What you are asked to do: Print out every record below, exactly as written.

----- The records

PR #435, opened 2018-02-16
update php version

plessbd:
update composer to force version 5.4.16 instead of 5.3.3

### DIFF
--- a/composer.json
+++ b/composer.json
@@ -401,7 +401,7 @@
     },
     "config": {
         "platform": {
-            "php": "5.3.3"
+            "php": "5.4.16"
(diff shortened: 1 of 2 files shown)


composer.json
```diff
@@ -401,7 +401,7 @@
     },
     "config": {
         "platform": {
-            "php": "5.3.3"
+            "php": "5.4.16"
```
jtpalmer: Is there something in 5.4.16 that we need that isn't in earlier versions of 5.4?  Should the documentation be updated to specify 5.4.16 and not 5.4?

----------

Answer for this exercise:
PR #435, opened 2018-02-16
update php version

plessbd:
update composer to force version 5.4.16 instead of 5.3.3

### DIFF
--- a/composer.json
+++ b/composer.json
@@ -401,7 +401,7 @@
     },
     "config": {
         "platform": {
-            "php": "5.3.3"
+            "php": "5.4.16"
(diff shortened: 1 of 2 files shown)


composer.json
```diff
@@ -401,7 +401,7 @@
     },
     "config": {
         "platform": {
-            "php": "5.3.3"
+            "php": "5.4.16"
```
jtpalmer: Is there something in 5.4.16 that we need that isn't in earlier versions of 5.4?  Should the documentation be updated to specify 5.4.16 and not 5.4?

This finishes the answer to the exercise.